To demonstrate, we’ll again be using the regex to remove a range of files using the (dash) symbol:

$ tar -vf files_dump.tar --delete file1.txt file3.txt file_dir/test1.txt file_dir/test[2-4].txt

Let’s take a brief look at the updated archive using the –list option:

$ tar --file files_dump.tar --list
file4.txt
file5.txt
file_dir/
file_dir/test5.txt

Thus, we see our operation was successful.

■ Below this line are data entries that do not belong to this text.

PR #1452, opened 2016-06-29
Do not query for referenced documents when collection is initialized

websirnik:
This is in response to the earlier SO discussion: http://stackoverflow.com/a/38100697/257815

My assumption is that referenced documents should not be fetched in the `foreach` loop when getting referenced document ids.

### DIFF
--- a/tests/Doctrine/ODM/MongoDB/Tests/Functional/ReferencesTest.php
+++ b/tests/Doctrine/ODM/MongoDB/Tests/Functional/ReferencesTest.php
@@ -13,9 +13,27 @@ use Documents\Group;
 use Documents\User;
 use Doctrine\ODM\MongoDB\Mapping\Annotations as ODM;
 use Doctrine\ODM\MongoDB\PersistentCollection;
+use Doctrine\ODM\MongoDB\Tests\QueryLogger;
 
 class ReferencesTest extends \Doctrine\ODM\MongoDB\Tests\BaseTest
 {
+    
+    /**
+	 * @var QueryLogger
+	 */
+	private $ql;
+
+	protected function getConfiguration() {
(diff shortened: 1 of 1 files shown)


tests/Doctrine/ODM/MongoDB/Tests/Functional/ReferencesTest.php
```diff
@@ -13,9 +13,27 @@
...
 class ReferencesTest extends \Doctrine\ODM\MongoDB\Tests\BaseTest
 {
+    
+    /**
+	 * @var QueryLogger
+	 */
+	private $ql;
+
+	protected function getConfiguration() {
+		if (!isset($this->ql)) {
```
malarzm: For the sake of possible future PRs, we're not using 4 spaces instead of tabs

malarzm:
Sorry for long time without an answer. Generally speaking there's nothing much we can do, the query is fired when collection is initialized to avoid one query per document later. Ideally we could populate the collection with proxies and load all the data only when any of them is initialized, but we can't do so right now as we're limited by how `Proxies` are implemented at the moment. I'm going to keep this open tho as a reminder for when proxies initialization would be changed. I'll also update the SO with a workaround.

alcaeus:
This is going to be a huge n+1 problem if we don't make it opt-in. The current behavior is intended - initializing a collection loads all documents in that collection to avoid single document loads as @malarzm mentioned earlier.
The only way to make this work is to have a kind of "lazy" collection, for which the hydrator would generate appropriate proxy objects and mark the collection as initialized. I'm not sure whether that should be the default case or not, but given the performance implications we should be careful changing this behavior in the future.

malarzm:
I don't believe we will get back to this, closing.

PR #1457, opened 2016-07-11
Do not refresh documents when loading sorted collection

### LINKED ISSUE #1456: Document included in sorted ReferenceMany can lose its changes
This is happening because when owning side is initialized, ODM fire a query to get documents if that [document is proxy or collection needs to be sorted](https://github.com/doctrine/mongodb-odm/blob/master/lib/Doctrine/ODM/MongoDB/Persisters/DocumentPersister.php#L740). On its own it's not that bad (maybe despite firing a query as #1452 notes), but later fetched data [is aggressively set as current](https://github.com/doctrine/mongodb-odm/blob/master/lib/Doctrine/ODM/MongoDB/Persisters/DocumentPersister.php#L773) effectively overwriting not only original data but also removing already calculated change set (which later may not be recalculated).

malarzm:
Fixes #1456


alcaeus:
🚀 Looks good, thanks!

malarzm:
Closing in favour of #1461

PR #1462, opened 2016-07-26
Use decorated methods instead of general ones

### LINKED ISSUE #1455: PersistentCollectionTrait does not call underlying collection for ArrayAccess members
Methods required by `ArrayAccess`, namely: `offsetExists`, `offsetGet`, `offsetSet` and `offsetUnset` do not call the underlying collection's implementation for those methods which can have unexpected consequences if the underlying collection has chosen to override any of these methods.

malarzm:
Fixes #1455 and additionally ensures `isEmpty` method is forwarded when collection is initialized.


alcaeus:
Looks good!

PR #1463, opened 2016-07-26
Use createMock where possible

malarzm:
as `getMock` was deprecated. As a bonus I changed now unnecessary long `getMockBuilder` to `createMock` too

PR #1464, opened 2016-07-27
Use createMock where possible

malarzm:
#1463 for `1.0.x`


malarzm:
PHP versions supported by `1.0.x` makes this patch impossible to apply

PR #1468, opened 2016-07-28
Ensure GridFS collections are dropped properly

gruberro:
This PR aims to ensure also a GridFS collection is dropped when calling `$dm->getSchemaManager()->dropCollections();`. Currently dropping a GridFS collection has no affect and the data remains in there.


alcaeus:
Thanks!

PR #1469, opened 2016-07-29
Update mapping documentation

alcaeus:
Removed a couple of paragraphs from the docs. Serializing private properties from proxy object seems to no longer be a problem, see the following 3v4l snippet: https://3v4l.org/1Ufld

About public properties: while not recommended to be mapped, there is nothing there that wouldn't work. Public properties in proxy objects are unset and lazy loaded through the `__get` and `__set` magic accessors, properly triggering proxy initialization whenever accessed. Thus, I also removed that section from the documentation as it's not correct.


malarzm:
:+1:

PR #1471, opened 2016-07-30
[2.0] Remove deprecated annotations

malarzm:
- [x] do we still need [DoctrineAnnotations.php](https://github.com/doctrine/mongodb-odm/blob/c515e77627e51ae10e35b6a9ba7caa57390b67f3/lib/Doctrine/ODM/MongoDB/Mapping/Annotations/DoctrineAnnotations.php) in 2016?
- [x] adjust documentation (again, we need a version switch)


alcaeus:
> do we still need DoctrineAnnotations.php?

Not sure, but at least the Bundle seems to load the annotations automatically. Personally I'd prefer if we could do without.

docs/en/tutorials/getting-started.rst
```diff
@@ -6,8 +6,8 @@ domain model in a non-interfering way. Non-relational or no-sql
 databases like MongoDB give you flexibility of building data store
 around your object model and not vise versa. You can read more on the
 initial configuration and setup in :doc:`Introduction to MongoDB Object
-Document Mapper <../reference/introduction>`. This section will give you a basic
-overview of what could be accomplished using Doctrine MongoDB ODM.
+    Document Mapper <../reference/introduction>`. This section will give you a basic
```
alcaeus: Spacing seems off here.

6. Remove a Directory From a TAR Archive

Additionally, the tar command enables us to remove entire directories from the archives to achieve greater flexibility in archive management.

In this instance, we’ll delete the file_dir directory from the files_dump.tar archive:

$ tar -vf files_dump.tar --delete file_dir

Now, let’s take a moment to review the updated archive with the –list option:

$ tar --file files_dump.tar --list
file4.txt
file5.txt

Then, let’s extract the files and directories from the files_dump.tar:

$ tar -xvf files_dump.tar
file4.txt
file5.txt
$ tree
.
├── file4.txt
├── file5.txt
└── files_dump.tar

0 directories, 3 files

Here, we used the –delete option to remove the entire directory from the TAR archive.

7. Extract Selected Files or Directories

Moving on, we can also extract only some objects from tar archives:

$ tar --file files_dump.tar --extract file1.txt file_dir/test1.txt

Here, we use the –extract option to get only the required files and directories from an archive.

Next, we’ll take a quick look at the files and directories in the current path using the tree command:

$ tree
.
├── file1.txt
├── file_dir
│   └── test1.txt
└── files_dump.tar

1 directory, 3 files

This way, we’ve selectively extracted the files (file1.txt and file_dir/test1.txt) in their original hierarchical order.

8. Conclusion

In summary, removing files and directories from a tar archive is a fairly straightforward and essential process that allows system administrators to manage their data efficiently.

In this article, we’ve explored various methods to achieve this task, including the tar command usage with the –delete option, which provides intuitive ways to remove files. Additionally, we’ve emphasized the significance of cross-verifying the archive after removal to ensure the integrity of the data. Further, we also discussed the usage of appropriate command-line options to extract specific files or directories from the archive, thereby reducing storage space and data-loss.